> Work item
Take the records below and print them verbatim up to and including the line that carries "for heavy queries).".

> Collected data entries
:::::

PR #364, opened 2020-02-24
Improve resource dashboards

### LINKED ISSUE #329: Improve resources dashboards

omerlh:
close #329 

Changes:
* Allow setting dashboards auto refresh in config (it was 10s by default, which is too much IMO and might not be good enough for heavy queries).
* Sort all label values in template ascending instead of descending (resource dashboards was the only one use descending, which is annoying, at least to me)
* Added throttling panel to pod dashboard with a line where the Prometheus alert rule fire:
image
* Add resource requests/limits lines to CPU and memory panels:
image
* Add summary to namespace dashboard, showing namespace utilization out of total workloads requests:
image
* Add quota limits and requests lines to CPU and memory panels:
image
* Pod dashboard - show only used memory in the panel (not the table) - the stacking was making it look weird because there are multiple containers.


brancz:
I know plenty of people running namespaces without resourcequotas. How would the headlines look for those cases?

omerlh:
It will not affect the headlines as it used only the sum of requests/limits – to show namespace utilization. Basically highlighting how much you namespace is using outside of what it’s requesting.

I think in this case they will just not see a line on the CPU/Memory panel showing the quota – as the query return NA.

brancz:
There are conflicts unfortunately otherwise this lgtm!

omerlh:
Solved the conflicts!

brancz:
Thank you so much these are awesome!

PR #366, opened 2020-02-28
Format dashboards and rules

povilasv:
output of `make fmt`

We need some tool which checks this before allowing merging as this keeps hapenning


brancz:
Agreed.

PR #367, opened 2020-02-28
Add conntrack utilization alert

povilasv:
More info https://deploy.live/blog/kubernetes-networking-problems-due-to-the-conntrack/


brancz:
Does the node mixin not have an alert like this? I feel like it would belong there better.

povilasv:
Opened PR in https://github.com/prometheus/node_exporter/pull/1629

Closing this for now.

PR #373, opened 2020-03-06
alerts/kubelet.libsonnet: Extend KubeletPodStartUpLatencyHigh to 60

lilic:
cc @brancz


brancz:
cc @povilasv this started firing _a lot_ in our infra with 5s, 60s might be a bit high but if that's hit there's definitely something wrong

povilasv:
:+1:

PR #377, opened 2020-03-12
Fix KubeletTooManyPods on fargate nodes

mcanevet:
Some node has a capacity of 1 like AWS's Fargate and only exists while a pod is running on it.
We have to ignore this special node in the KubeletTooManyPods alert.

### DIFF
--- a/alerts/kubelet.libsonnet
+++ b/alerts/kubelet.libsonnet
@@ -37,6 +37,8 @@
           },
           {
             alert: 'KubeletTooManyPods',
+            // Some node has a capacity of 1 like AWS's Fargate and only exists while a pod is running on it.
+            // We have to ignore this special node in the KubeletTooManyPods alert.
             expr: |||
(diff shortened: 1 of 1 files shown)


lilic:
Same question as in the previous PR, do you have some docs for this. :)

mcanevet:
@lilic Well I don't really have a documentation, but that's the main feature of AWS's Fargate : spawning 1 node per pod (https://aws.amazon.com/fargate/). To achieve this, AWS creates a node with capacity of 1 for the lifetime of the pod, then destroys it. This patch does not only take into account Fargate, but every system, present or future, that would act the same way. So having 100% capacity usage on such node is the normal behavior.

brancz:
Why not entirely remove this alert in those setups? It seems like it's not very useful to begin with, or am I missing something?

mcanevet:
@brancz it's perfectly possible to have an hybrid cluster with traditional nodes and Fargate nodes.

brancz:
I see, in that case I think it's ok to have this, but can we add a comment why we have the `!= 1`? I'm sure I will have forgotten soon :)

mcanevet:
@brancz OK, where do you want me to add this comment?

brancz:
Just above the `expr` definition. I'm fine if this is just a comment in jsonnet and not in the PromQL expression.

mcanevet:
@brancz done!

brancz:
Thanks!

Issue #115, opened 2016-07-28
Implement atomic design in the styleguide


jeremiak:
To make the implementation of atomic design easier throughout cloud.gov projects by using Fractal, a component library framework.

Acceptance criteria:
- [ ]  As a user, I should be able to find and implement atomic designs from cloud.gov styles into my project.
- [ ] As a user, I should have sample code options available to me so that I can easily use cloud.gov atomic designs on my chosen web framework.
- [x] As a user, I should be able to visit a url to view these code samples and documentation.

juliasolorzano:
Work started here: https://github.com/18F/cg-style/tree/je-add_atomic_library

juliasolorzano:
@vz3 @thisisdano quick check-in to see what you all think the next steps should be in implementing the pattern library. We have the ground work ready for adding components. I made note of a possible pattern to add [here](https://github.com/18F/cg-design/issues/5#issuecomment-240788665) and would be great to get further direction for next steps 😄 

Also, [here is the current state of the pattern library](http://federalist.18f.gov.s3-website-us-east-1.amazonaws.com/site/18F/cg-style/) for your reference.

thisisdano:
The new pattern library should probably include the existing patterns from `cg-style` — that's probably a good place to start. Does anyone have a build of fractal running that includes all the USWDS? That would also be a good starting point — and helpful for others in the future.

thisisdano:
And, while I'm happy to use standard atomic taxonomy, I've also thought about how to organize atomic design here:

https://docs.google.com/a/gsa.gov/spreadsheets/d/1jz_R-92lRCUcOqzHBB9D-5AQvO6U7fZHJ_AKMChIkXM/edit?usp=sharing

Based on GE's Predix system: https://medium.com/ge-design/ges-predix-design-system-8236d47b0891#.rtdu7tkc9
And on stuff like Buzzfeed's low-level framework, Solid: http://solid.buzzfeed.com/
Which is, itself, based on basscss: http://www.basscss.com/

But, at the end of the day, it probably doesn't matter how everything looks and is organized, as long as it's there in some order or another. The flexible Solid-style, low-level framework–based design system is a pipe dream I have for USWDS, but I don't ever see it happening, realistically.

vz3:
Let's start with type hierarchy, palette, and logo for now. I would hold off on USWDS elements for now.

juliasolorzano:
[...]

PR #127, opened 2016-08-15
Creating a new pattern library for cg-style

juliasolorzano:
[Preview on Federalist](http://federalist.18f.gov.s3-website-us-east-1.amazonaws.com/site/18F/cg-style/)

This pull request is for the initial groundwork for a [Fractal](http://fractal.build/) based pattern library for the new styles for cloud.gov. It includes the 18f pages supported version of the previous style guide, [seen here](https://pages.18f.gov/cg-style/). This will be removed once the new style guide is launched.

NOTE: The `button` component and docs pages are meant as placeholders for now and are not meant to dictate the design decisions.

Refs https://github.com/18F/cg-style/issues/115


msecret:
One thing that makes me a little nervous is having compiled files checked into the repo in the docs folder. Wasn't this something we had to undo in WDS because of the merge conflict problems? Or is that not a concern? Are there any other concerns around this?

I was also confused why there was a lot of similar files in `docs/build` and `docs/assets`. Whats the reason for that?

juliasolorzano:
> One thing that makes me a little nervous is having compiled files checked into the repo in the docs folder. 

Because there is not a way to compile the files on Federalist now, we are needing to check-in the compiled files. However, @jeremiak has made me aware that he is working on a solve by adding the ability to run `npm run federalist` via build on Federalist. That said, just a reminder this is the initial work on the pattern library for us to build off of.

> I was also confused why there was a lot of similar files in docs/build and docs/assets. Whats the reason for that?

Yes. This is b/c running `npm run build-library` creates this build dir and compiles the files to run the site. Again, not optimal, but a place for us to start and build from! Open to other suggestions too.

msecret:
OK that sounds good then. When FEderalist allows running npm we can move to not having the compiled files in.

juliasolorzano:
@msecret right on - I will submit a separate pull request with that update once that solve is in Federalist!

msecret:
Does @jeremiak need to see this? How should we merge?

juliasolorzano:
@msecret since Jeremia and I paired on this work, my assumption was that he would not need to see it. Again, this is a starting ground for the initial work. IMHO it is totally up to you if it's okay to merge in.

PR #129, opened 2016-08-22
Fix linting errors

msecret:


msecret:
This will go into a quick `1.1.1` release to fix the heading font size rem fix.

jeremiak:
Nice, this looks good to me. Apologies for those linting errors, I keep forgetting to run lint. Would be great if lint errors broke a build just like they do on cg-dashboard

jeremiak:
Psh, you're way ahead of me: https://github.com/18F/cg-style/issues/130

PR #132, opened 2016-08-22
Switch to circle CI

msecret:
For consistency with dashboard and because travis has a lot of
availability and slowness problems.

PR #134, opened 2016-08-23
Fix sass complaint due to missing var

msecret:
Using the color var request importing all wds and local color
variables.


jeremiak:
Travis looks like its just freaking out and cannot connect to the network. Circle CI is also running `npm run lint` which is returning with no errors. I restarted the travis build to see if there is another issue, but if there isn't I'll merge when that build finishes as it is green on Circle and we're removing Travis anyway (#132)

jeremiak:
Travis PR build turned green, merging now.

PR #136, opened 2016-09-02
Cloud.gov search bar styles

juliasolorzano:
This pull request is the continuation of the work started in [this pull request](https://github.com/18F/cg-style/pull/64) (thank you @jcscottiii!). Below is the comp provided by @thisisdano on how the layout and interaction should function.

The integration of search for the docs is also [started here](https://github.com/18F/cg-docs/pull/252) and will be directly effected by the completion of this work.

cc0cee96-7026-11e6-8c01-741ac1cbc222


msecret:
We haven't been good about putting this is the instructions and reminding people about it, but did you run `npm run lint`?

src/css/components/search.scss
```diff
@@ -0,0 +1,56 @@
...
+  position: relative;
+  $width: $search-btn-width;
+  margin-left: 0;
+  margin-top: 0.5rem;
+  margin-right: 0;
+  margin-bottom: 0;
+
+  [type='search'],
+  .search-field {
+    -webkit-appearance: none;
```
msecret: What does this do again? There's also https://developer.mozilla.org/en-US/docs/Web/CSS/-moz-appearance. Should we just do `appearance` and auto-prefixer will take care of it?

src/css/components/search.scss
```diff
@@ -0,0 +1,56 @@
...
+    padding-top: 0;
+    width: calc(100% - #{$width});
+
+    @include media($small-screen) {
+      width: calc(100% - #{width});
+    }
+  }
+
+  [type='submit'],
+  .search-submit {
```
msecret: Does this and `search-field` have to be nested under `.search-bar`?

juliasolorzano:
@msecret yup! There is also some refactoring of this code, as you outlined in https://github.com/18F/cg-style/pull/64 that needs to be done too - hence the WIP.

src/css/components/search.scss
juliasolorzano: @msecret just putting a note here, this is still a WIP pull request and will most likely refactor this code.

However yes, this should change to `appearance` and let auto-prefixer do it's magic ✨

src/css/components/search.scss
juliasolorzano: `type=submit` probably should, but `.search-submit` does not. I'll take that into account as I refactor the code for the new designs ^5

juliasolorzano:
And just want to note here, this also reinforces my dislike for [WIP] pull requests for a few reasons:

1) When should the pull request be reviewed? How do folks get notified?
2) Could this potentially cause issues for feature bloat?

Going to continue to try it out, as it's a typical workflow used around 18F. However, I am going to noodle on how we might make this workflow more efficient.

PR #137, opened 2016-09-02
New app page design

msecret:
New app page design with routes, app settings and services.

Based on mockups here: https://github.com/18F/cg-design/issues/5

### DIFF
--- a/src/css/components/panel.scss
+++ b/src/css/components/panel.scss
@@ -65,19 +65,15 @@ h4 + .panel {
   }
 
   form {
+    background-color: $color-background-light;
     margin: -1rem;
+    padding: 1rem;
     width: calc(100% + 2rem);
   }
 
   &:last-of-type {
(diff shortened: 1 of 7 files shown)


jeremiak:
[Whoops, made the comment in the wrong spot](https://github.com/18F/cg-dashboard/pull/568#issuecomment-245050499)

src/css/components/panel.scss
```diff
@@ -0,0 +1,92 @@
...
+    padding: 1rem;
+    width: calc(100% + 2rem);
+  }
+
+  &:last-of-type {
+    border-bottom: 2px solid $color-background-light;
+  }
+}
+
+.panel-column {
```
jeremiak, line 79: Not a huge fan of `*-column` classes but I think this is fine for now since we're still implementing and designing the panel organism

jeremiak:
Looking good!

PR #143, opened 2016-09-07
Update versioning documentation

msecret:
Based on a discussion last week about whether a minor color change should be a major version upgrade.


juliasolorzano:
👍

PR #145, opened 2016-09-12
Form error

msecret:
Adds a simple form error class that modifies some things from the
wds input error class.

Also defines two variables for warning and error color, which are
currently the same value.


thisisdano:
Well, there's nothing in here that looks out of the ordinary. As long as it exists for a reason, it works for me.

:::::

> Output for this task
PR #364, opened 2020-02-24
Improve resource dashboards

### LINKED ISSUE #329: Improve resources dashboards

omerlh:
close #329 

Changes:
* Allow setting dashboards auto refresh in config (it was 10s by default, which is too much IMO and might not be good enough for heavy queries).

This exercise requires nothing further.